Exercise objective:
Below is a block of records; repeat each one exactly.

--- START ---

PR #751, opened 2026-07-07
Add `TestVolumeEncryption`

hamistao:
This PR introduces the test `TestVolumeEncryption` to our `LonghornTestSuite`. Among other small unrelated improvements to the codebase.

Said test required introducing new helper funcitions to handle longhorn resources such as voluemes, backups and backuptargets. These functions can also be moved to shepherd if we think it would make more sense for them to live there. Comments on the operations performed during the test are greatly appreciated as this is a very complex test and there are many possible approaches to satisfying the steps outlined in the pit schema for this test or possibly even improving the current schema.

So main topics that I am looking forward to getting feedback are:
1- Are the new helper functions fine here or should they be moved to shepherd?
2- Are the steps performed able to assure the features explored work as expected?
3- Since the test is quite big and only the second half of it requires interacting with S3, should we break this test into 2 or more tests?

This work performed as part of https://github.com/rancher/qa-tasks/issues/2403, the other test will be available for review in a separate PR.


actions/kubeapi/secrets/secrets.go
```diff
@@ -80,14 +80,14 @@ func CreateRegistrySecretDockerConfigJSON(registryconfig *Config) (string, error
 }
 
 // SecretCopyWithNewData is a helper to create a copy of an existing secret with new data.
-func SecretCopyWithNewData(secret *corev1.Secret, newData map[string][]byte) *corev1.Secret {
+func SecretCopyWithNewData(secret *corev1.Secret, newData map[string]string) *corev1.Secret {
 	updatedSecretObj := secret.DeepCopy()
 	if updatedSecretObj.Data == nil {
```
floatingman: Should this be changed to to ` if updatedSecretObj.StringData == nil`?

actions/kubeapi/longhorn/longhorn.go
```diff
@@ -0,0 +1,302 @@
...
+		TypeMeta: metav1.TypeMeta{
+			Kind:       longhornTypes.LonghornKindVolume,
+			APIVersion: longhorn.SchemeGroupVersion.Group + "/" + longhorn.SchemeGroupVersion.Version,
+		},
+		ObjectMeta: metav1.ObjectMeta{
+			Name:      namegenerator.AppendRandomString("restored-" + backup.Status.VolumeName),
+			Namespace: backup.Namespace,
+		},
+		Spec: longhorn.VolumeSpec{
+			Size:       backup.Spec.BackupBlockSize,
```
floatingman: Should this be the size stored in `backup.Status.VolumeSize` instead?  Seems like this will create a volume that is too small.

actions/kubeapi/longhorn/longhorn.go
```diff
@@ -0,0 +1,302 @@
...
+			Labels:       map[string]string{"type": "manual"},
+		},
+	}
+	err = backupController.Client().Create(context.Background(), namespace, backup, backup, metav1.CreateOptions{})
+	if err != nil {
+		return nil, fmt.Errorf("Error creating backup from snapshot %s on namespace %s: %w", snapshot.Name, namespace, err)
+	}
+
+	client.Session.RegisterCleanupFunc(func() error {
+		return snapshotController.Client().Delete(context.Background(), charts.LonghornNamespace, snapshot.Name, metav1.DeleteOptions{})
```
floatingman: Should this be `backupController` instead of `snapshotController`?

actions/kubeapi/longhorn/longhorn.go
```diff
@@ -0,0 +1,302 @@
...
+		Group:   longhorn.SchemeGroupVersion.Group,
+		Version: longhorn.SchemeGroupVersion.Version,
+		Kind:    longhornTypes.LonghornKindVolume,
+	})
+	if err != nil {
+		return nil, err
+	}
+
+	var volume longhorn.Volume
+	err = volumeController.Client().Get(context.Background(), namespace, volumeName, &volume, metav1.GetOptions{})
```
floatingman, line 132: I noticed that some of the methods use `namespace` and then some use `charts.LonghornNamespace` . Which is the correct one to use?

actions/storage/s3/s3.go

--- END ---

Completed exercise:
PR #751, opened 2026-07-07
Add `TestVolumeEncryption`

hamistao:
This PR introduces the test `TestVolumeEncryption` to our `LonghornTestSuite`. Among other small unrelated improvements to the codebase.

Said test required introducing new helper funcitions to handle longhorn resources such as voluemes, backups and backuptargets. These functions can also be moved to shepherd if we think it would make more sense for them to live there. Comments on the operations performed during the test are greatly appreciated as this is a very complex test and there are many possible approaches to satisfying the steps outlined in the pit schema for this test or possibly even improving the current schema.

So main topics that I am looking forward to getting feedback are:
1- Are the new helper functions fine here or should they be moved to shepherd?
2- Are the steps performed able to assure the features explored work as expected?
3- Since the test is quite big and only the second half of it requires interacting with S3, should we break this test into 2 or more tests?

This work performed as part of https://github.com/rancher/qa-tasks/issues/2403, the other test will be available for review in a separate PR.


actions/kubeapi/secrets/secrets.go
```diff
@@ -80,14 +80,14 @@ func CreateRegistrySecretDockerConfigJSON(registryconfig *Config) (string, error
 }
 
 // SecretCopyWithNewData is a helper to create a copy of an existing secret with new data.
-func SecretCopyWithNewData(secret *corev1.Secret, newData map[string][]byte) *corev1.Secret {
+func SecretCopyWithNewData(secret *corev1.Secret, newData map[string]string) *corev1.Secret {
 	updatedSecretObj := secret.DeepCopy()
 	if updatedSecretObj.Data == nil {
```
floatingman: Should this be changed to to ` if updatedSecretObj.StringData == nil`?

actions/kubeapi/longhorn/longhorn.go
```diff
@@ -0,0 +1,302 @@
...
+		TypeMeta: metav1.TypeMeta{
+			Kind:       longhornTypes.LonghornKindVolume,
+			APIVersion: longhorn.SchemeGroupVersion.Group + "/" + longhorn.SchemeGroupVersion.Version,
+		},
+		ObjectMeta: metav1.ObjectMeta{
+			Name:      namegenerator.AppendRandomString("restored-" + backup.Status.VolumeName),
+			Namespace: backup.Namespace,
+		},
+		Spec: longhorn.VolumeSpec{
+			Size:       backup.Spec.BackupBlockSize,
```
floatingman: Should this be the size stored in `backup.Status.VolumeSize` instead?  Seems like this will create a volume that is too small.

actions/kubeapi/longhorn/longhorn.go
```diff
@@ -0,0 +1,302 @@
...
+			Labels:       map[string]string{"type": "manual"},
+		},
+	}
+	err = backupController.Client().Create(context.Background(), namespace, backup, backup, metav1.CreateOptions{})
+	if err != nil {
+		return nil, fmt.Errorf("Error creating backup from snapshot %s on namespace %s: %w", snapshot.Name, namespace, err)
+	}
+
+	client.Session.RegisterCleanupFunc(func() error {
+		return snapshotController.Client().Delete(context.Background(), charts.LonghornNamespace, snapshot.Name, metav1.DeleteOptions{})
```
floatingman: Should this be `backupController` instead of `snapshotController`?

actions/kubeapi/longhorn/longhorn.go
```diff
@@ -0,0 +1,302 @@
...
+		Group:   longhorn.SchemeGroupVersion.Group,
+		Version: longhorn.SchemeGroupVersion.Version,
+		Kind:    longhornTypes.LonghornKindVolume,
+	})
+	if err != nil {
+		return nil, err
+	}
+
+	var volume longhorn.Volume
+	err = volumeController.Client().Get(context.Background(), namespace, volumeName, &volume, metav1.GetOptions{})
```
floatingman, line 132: I noticed that some of the methods use `namespace` and then some use `charts.LonghornNamespace` . Which is the correct one to use?

actions/storage/s3/s3.go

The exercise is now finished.